Eccentric exercise slows in vivo microvascular reactivity during brief contractions in human skeletal muscle
Author(s) -
Ryan Godsk Larsen,
Rogério Pessoto Hirata,
Adnan Madzak,
Jens Brøndum Frøkjær,
Thomas GravenNielsen
Publication year - 2015
Publication title -
journal of applied physiology
Language(s) - English
Resource type - Journals
SCImago Journal Rank - 1.253
H-Index - 229
eISSN - 8750-7587
pISSN - 1522-1601
DOI - 10.1152/japplphysiol.00563.2015
Subject(s) - eccentric , eccentric exercise , skeletal muscle , medicine , supine position , delayed onset muscle soreness , cardiology , blood flow , muscle contraction , contraction (grammar) , peripheral , exercise physiology , tibialis anterior muscle , anatomy , muscle damage , quantum mechanics , physics
Unaccustomed exercise involving eccentric contractions results in muscle soreness and an overall decline in muscle function, however, little is known about the effects of eccentric exercise on microvascular reactivity in human skeletal muscle. Fourteen healthy men and women performed eccentric contractions of the dorsiflexor muscles in one leg, while the contralateral leg served as a control.

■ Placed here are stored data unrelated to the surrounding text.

PR #4862, opened 2024-12-20
feat: remove /run endpoints from combine-api

jcschaff:
this PR removes the /run/run and /run/simulators endpoints from `combine-api`.  These endpoints were not used in production and contribute to the overall complexity of combine-api service as well as the `Angular` and `NestJS` language bindings.

since this is merely a removal of function, if the typescript builds for `Angular` and `NestJS` then there was not dependency. the endpoints and corresponding JSON Schema definitions were removed from the OpenAPI `spec.yml.`  The corresponding handlers were removed from `combine-api` service.


AlexPatrie (approved):
Looks good! This is an important step towards maintainability.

At baseline, and 24 and 48 h after eccentric exercise, the following were acquired bilaterally in the tibialis anterior muscle: 1) transverse relaxation time (T2)-weighted magnetic resonance images to determine muscle cross-sectional area (mCSA) and T2; 2) blood oxygen level-dependent (BOLD) images during and following brief, maximal voluntary contractions (MVC) to monitor the hyperemic responses with participants positioned supine in a 3T magnet; 3) muscle strength; and 4) pain pressure threshold. Compared with the control leg, eccentric exercise resulted in soreness, decline in strength (∼20%), increased mCSA (∼7%), and prolonged T2 (∼7%) at 24 and 48 h (P < 0.05). The BOLD response to a brief MVC was altered 24 and 48 h after eccentric exercise, such that time-to-peak (∼35%, P < 0.05) and time-to-half-recovery (∼23%, P < 0.05) were prolonged. The altered contraction-induced hyperemic response suggests slowed microvascular reactivity and altered matching of O2 delivery to O2 utilization within muscle tissue showing signs of muscle damage. These changes in microvascular regulation after eccentric exercise may impede rapid adjustments in muscle blood flow at exercise onset and during activities involving brief bursts of muscle activation, which may impair O2 delivery and contribute to reduced muscle function after eccentric exercise.